Comment #2: The exemption for the Centralia coal plant may or may not be a big deal, depending on legal and economic issues. (Note that Centralia is the only coal plant in Washington State, and that it’s scheduled to shut down by 2025 under a 2012 deal that included a Memorandum of Understanding signed by the plant owners, the Sierra Club, Climate Solutions, Washington Environmental Council, and Northwest Energy Coalition; that memorandum included language about how the “parties desire to see sufficient long term power sales” from Centralia through 2025.)

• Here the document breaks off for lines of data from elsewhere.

PR #772, opened 2026-08-01
fix(debug): preserve container loot on give

### LINKED ISSUE #572: [tooling] /v1/player/give permanently severs Contains links — silently invalidates container-loot testing
## Summary

`POST /v1/player/give` on an entity that lives **inside a container** (has an incoming `Contains` link) permanently and irreversibly severs that link. The container is then empty forever, in that save lineage and every save descended from it.

## Why this matters

This is not a game bug — it's a **testing-harness hazard**, and a nasty one, because it silently destroys the evidence that a later test depends on.

Confirmed in `shock2vr/src/mission/mission_core.rs:2079`: `drop_entity_into_container` drops all incoming `Contains` links for the item. That's correct for a *real* loot (give reuses the legitimate pickup path behind the `can_grab_item` gate) — the problem is that `give` lets automation do it to an item the player never actually looted.

## How it bit us

In the `play-through` campaign (Ops deck):

1. Iteration 3 used `/v1/player/give` on ops3's `Chip C` purely as a *wrong-chip probe* against `SimComp_3`'s type matching.
2. Iteration 4 then killed the chip's carrier (`Docile`, object 125) **legitimately** — and its corpse container opened **empty**, with no `Contains` link at all.
3. The mission's only Chip C could no longer be looted the way a player must. The acceptance criterion "Chip C obtained from its carrier's container" became **unprovable** from that entire save lineage.

Links are serialized into saves, so there is no recovery short of restarting from a pre-`give` save.

## Requested change

Make `/v1/player/give` refuse — or at minimum loudly warn — when the target entity has an **incoming `Contains` link**.

Rationale: an item inside a container is exactly the item whose acquisition a test most wants to verify through the real loot path. Handing it over via a debug lever both skips that path *and* destroys it for every future run.

A refusal with a clear message ("entity N is container-held; loot it via the container MFD") would have prevented this outright. An opt-in override flag would be acceptable if some workflow genuinely needs it, but the safe behavior should be the default.

## Note for automation authors

Container loot must go through the real path: get close → `Frob` the container → click the item by `label` in the `/v1/ui` MFD panel. `/v1/player/give` is for world-placed items only — and per #569, the intended world pickup is `right_hand.squeeze` against the crosshair target, not `Frob`.

Found by the `play-through` campaign (Ops deck, iterations 3–4); root cause confirmed in source by adversarial review.

tommy-xr:
## Summary

- reject `POST /v1/player/give` before mutation when the target has an incoming `Contains` link
- return an actionable 400 naming both runtime entities and directing automation through the container MFD
- keep ordinary world-item give behavior covered and move unrelated UI setup away from arbitrary mission loot

## Reproduction

On base `736b8fc`, the new negative-first SDK scenario discovered the Psi Amp through Male Corpse 1's live `Contains` link and `/v1/player/give` accepted it instead of rejecting it:

```text
AssertionError: Missing expected rejection: container-held items must be looted through the real container UI
```

`MissionCore::give_item` passed every grabbable entity directly to `drop_entity_into_container`, whose legitimate reparenting behavior removes all prior incoming `Contains` links. That made the debug shortcut permanently empty the authored container.

## Fix

`give_item` now scans the live concrete links for an incoming `Contains` relationship after pickup eligibility is established and before any inventory or physics mutation. It returns:

```text
entity <item> is container-held by entity <container>; loot it via the container MFD
```

The regression asserts the exact original link remains unchanged and the item never enters the backpack. A separate control gives the known world-placed MedSci Cryo Card successfully.

## Verification

- `RUSTFLAGS="-D warnings" cargo check -p shock2vr -p debug_runtime`
- `RUSTFLAGS="-D warnings" cargo test -p shock2vr -p debug_runtime` — shock2vr 407/407, debug_runtime 1/1 (one display-only test ignored)
- `npm test` in `tools/shock2-sdk` — 26 passed, 0 failed
- focused give-item e2e — 2 passed, 0 failed
- full SDK e2e — 181 passed initially, 5 exact failures rerun green, 3 existing skips; final accounting 186 passed, 0 unresolved failures, all 23 missions loaded
  - two failures were invalid arbitrary-Nanites `/give` setup and pass after provisioning fresh Nanites instead
  - two launches hit `ENOSPC` and pass after generated incremental artifacts were cleared
  - the unrelated #481 alertness-churn route observation passed its isolated rerun

## Visual proof

Non-renderable: this changes only the debug HTTP endpoint's error contract and whether an internal `Contains` link is mutated. A rendered frame cannot expose either the 400 response or link preservation. The player-facing loot MFD and ordinary world pickup presentation are intentionally unchanged; their existing e2e scenarios pass. The deterministic SDK before/after assertion is the direct proof for this tooling-only behavior.

Fixes #572

### DIFF
--- a/shock2vr/src/game_scene.rs
+++ b/shock2vr/src/game_scene.rs
@@ -746,7 +746,8 @@ pub trait DebuggableScene {
 
     /// Put an existing world entity into the player's inventory (a headless
     /// "pick up" for testing). Models a pickup - the item lands in the backpack;
-    /// wielding is a separate, presentation-specific concern. Default:
+    /// wielding is a separate, presentation-specific concern. Container-held
+    /// items are rejected so tests must exercise the real loot UI. Default:
     /// unsupported.
     fn give_item(&mut self, _entity_id: EntityId) -> Result<(), String> {
         Err("scene does not support giving items".to_string())
--- a/shock2vr/src/mission/mission_core.rs
+++ b/shock2vr/src/mission/mission_core.rs
@@ -6619,6 +6619,32 @@ impl crate::game_scene::DebuggableScene for MissionCore {
             return Err(format!("entity {:?} is not a pickup item", entity_id));
         }
 
+        // This debug lever is only for world-placed items. Moving an authored
+        // container's loot straight into the backpack would make
+        // `drop_entity_into_container` remove the original Contains link,
+        // permanently bypassing (and invalidating tests of) the real loot UI.
+        // Reject before mutating anything so the container remains intact.
+        let containing_entity = {
+            let links = self.world.borrow::<View<Links>>().unwrap();
+            links.iter().with_id().find_map(|(container_id, links)| {
+                links
+                    .to_links
+                    .iter()
+                    .any(|link| {
+                        matches!(link.link, Link::Contains(_))
+                            && link.to_entity_id.map(|wrapped| wrapped.0) == Some(entity_id)
+                    })
+                    .then_some(container_id)
+            })
+        };
+        if let Some(container_id) = containing_entity {
+            return Err(format!(
+                "entity {} is container-held by entity {}; loot it via the container MFD",
+                entity_id.inner(),
+                container_id.inner()
+            ));
+        }
+
         let inventory_entity = {
             let player = self.world.borrow::<UniqueView<PlayerInfo>>().unwrap();
             player.inventory_entity_id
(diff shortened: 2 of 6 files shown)


tommy-xr:
✅ **Triage: merge-ready** (cross-PR review sweep, 2026-08-02)

Debug-surface only (`DebuggableScene::give_item`), rejects before any mutation, and the test asserts the exact rejection plus byte-identical `Contains` links afterwards. The migrated tests correctly use `player.spawnItem`.

Sequencing: merge **before #769** — both rewrite the same 8 lines at the top of `give-item.e2e.test.ts` (verified conflict); this PR should own that hunk and #769 rebase onto it.

Nit: the guard matches *any* incoming `Contains` including the player's own inventory, so re-giving a carried item reports a misleading "container-held" message (rejection still correct).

The economic issue is that exempting coal-fired power from the carbon fee while applying it to natural-gas-fired power may create perverse incentives that could drive carbon emissions up because coal produces about 150% more CO2 per kWh than natural gas. The legal issue is related to the fact that the bill attempts to impose the carbon fee on imported electricity: exempting in-state coal-fired power while imposing the fee on imported coal-fired power may lead to a Dormant Commerce Clause challenge that could result in a court-ordered exemption for imported coal-fired power (from Colstrip and elsewhere). This would exacerbate the economic issue described above by tilting the playing field even further toward coal over natural gas.